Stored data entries
━━━━━━━━━━━━━━━━━━━━━━━━━━━━━━

PR #325, opened 2020-12-03
generalized linked read struct name and funcs to handle rnaseq tenx too

craiglowe:
First pass at generalizing the linked read funcs

### DIFF
--- a/fastq/tenXGenomics.go
+++ b/fastq/tenXGenomics.go
@@ -6,42 +6,33 @@ import (
 	"github.com/vertgenlab/gonomics/fileio"
 )
 
-type LinkedRead struct {
+type TenXPair struct {
 	Fwd *Fastq
 	Rev *Fastq
 	Bx  []dna.Base
 	Umi []dna.Base
 }
 
-func ReadToChanLinked(fileOne string, fileTwo string, tenXg chan<- *LinkedRead) {
+func ReadToChanTenXPair(fileOne string, fileTwo string, barcodeLength int, umiLength int, tenXg chan<- *TenXPair) {
 	fwd, rev := fileio.EasyOpen(fileOne), fileio.EasyOpen(fileTwo)
 	defer fwd.Close()
 	defer rev.Close()
 
-	for curr, done := NextSeq(fwd, rev); !done; curr, done = NextSeq(fwd, rev) {
-		tenXg <- curr
+	for curr, done := NextFastqPair(fwd, rev); !done; curr, done = NextFastqPair(fwd, rev) {
+		tenXg <- FastqPairToTenXPair(curr, barcodeLength, umiLength)
 	}
 	close(tenXg)
-}
-
-func NextSeq(fwdReader *fileio.EasyReader, revReader *fileio.EasyReader) (*LinkedRead, bool) {
-	curr, done := NextFastqPair(fwdReader, revReader)
-	if done {
-		return nil, true
-	}
-	return FastqPairLinked(curr), false
 }
 
 //10x linked-read library construct are modifications only on forward or read one, read two remains unchanged:
 //1) first 16 bases: 10x barcode labeled either Bx or Rx tags
 //2) Next 6 bases is a 6 base Umi
 //3) finally adaptors and genomic sequence
+//10x scRNA-seq is also a 16bp barcode (for the cell), and then UMIs of various lengths
 //TODO: consider trimming off adapter sequences too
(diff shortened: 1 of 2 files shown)


fastq/tenXGenomics.go
```diff
@@ -6,42 +6,33 @@ import (
 	"github.com/vertgenlab/gonomics/fileio"
 )
 
-type LinkedRead struct {
+type TenXPair struct {
 	Fwd *Fastq
 	Rev *Fastq
 	Bx  []dna.Base
```
cshoben, line 12: What does “Bx” mean or stand for?

fastq/tenXGenomics.go
```diff
@@ -6,42 +6,33 @@ import (
...
 
-func ReadToChanLinked(fileOne string, fileTwo string, tenXg chan<- *LinkedRead) {
+func ReadToChanTenXPair(fileOne string, fileTwo string, barcodeLength int, umiLength int, tenXg chan<- *TenXPair) {
 	fwd, rev := fileio.EasyOpen(fileOne), fileio.EasyOpen(fileTwo)
 	defer fwd.Close()
 	defer rev.Close()
 
-	for curr, done := NextSeq(fwd, rev); !done; curr, done = NextSeq(fwd, rev) {
-		tenXg <- curr
+	for curr, done := NextFastqPair(fwd, rev); !done; curr, done = NextFastqPair(fwd, rev) {
```
cshoben, line 21: Can you help me understand what the “!done” is doing?

fastq/tenXGenomics.go
```diff
@@ -93,12 +84,12 @@ func fastqStats(fq *Fastq) string {
 	return fmt.Sprintf("%s\t%d\n%s\n", fq.Name, len(fq.Seq), dna.BasesToString(fq.Seq))
```
cshoben, line 84: Just wondering, is there a reason we tab between the name in length versus putting it on a new line? Is there a goal maybe to keep each entry only two lines? And I assume the new line at the end of this is to aid in human legibility downstream?

fastq/tenXGenomics.go
```diff
@@ -6,42 +6,33 @@ import (
...
-type LinkedRead struct {
+type TenXPair struct {
 	Fwd *Fastq
 	Rev *Fastq
 	Bx  []dna.Base
 	Umi []dna.Base
 }
 
-func ReadToChanLinked(fileOne string, fileTwo string, tenXg chan<- *LinkedRead) {
+func ReadToChanTenXPair(fileOne string, fileTwo string, barcodeLength int, umiLength int, tenXg chan<- *TenXPair) {
```
DanielSnellings, line 16: I am approving as this may be beyond the scope of this pull request, however, from Eric's testing it seems the consensus is that chans sending pointers is generally bad. How do you feel about slowly adjusting this function and the rest of the `ReadToChan` functions in gonomics to passing structs instead of pointers?

DanielSnellings (approved):
One broad scope question, but approving.

fastq/tenXGenomics.go
edotau: I can't remember the reason why, but if we are tending in this way, i think the same is true for sending a struct with pointers as data fields.

edotau: As I clicked enter I started to remember, pointers to structs (`*LinkedRead`) and pointers fields (`*Fwd, *Rev`) will be allocated on the heap by default for the duration of the program. We would only consider using sending a pointer through channels if we need to later modify the struct that it originally pointed to (which is really uncommon).

edotau (approved):
LGTM! Let's get this checked in.

rimangan (approved):

RavenYL (approved):

fastq/tenXGenomics.go
cfauci: Seems like fastq format is hardcoded to read and expect the seq on the second line of the record (with name being the first line) to change that would probably be a problematic task and that would only be useful for TenX reads, this way the name can be the first and the seq the second and you can store the length as well (that what it seems like is going on here). The way we have every file type coded they all need to end in a new line. If there are more fastqs to put in the file, it will write to this new line created in the record before it, but at the end of the file there should be an empty new line, and every reader we've built (at least that i've encountered or written) will fail if the file doesnt end in a new line character.

cfauci (approved):

cshoben (approved):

━━━━━━━━━━━━━━━━━━━━━━━━━━━━━━

▶ _Your goal_:
Which lines of the data contain the string "with"? Copy each of them.

▶ _Answer section_:
edotau: I can't remember the reason why, but if we are tending in this way, i think the same is true for sending a struct with pointers as data fields.
cfauci: Seems like fastq format is hardcoded to read and expect the seq on the second line of the record (with name being the first line) to change that would probably be a problematic task and that would only be useful for TenX reads, this way the name can be the first and the seq the second and you can store the length as well (that what it seems like is going on here). The way we have every file type coded they all need to end in a new line. If there are more fastqs to put in the file, it will write to this new line created in the record before it, but at the end of the file there should be an empty new line, and every reader we've built (at least that i've encountered or written) will fail if the file doesnt end in a new line character.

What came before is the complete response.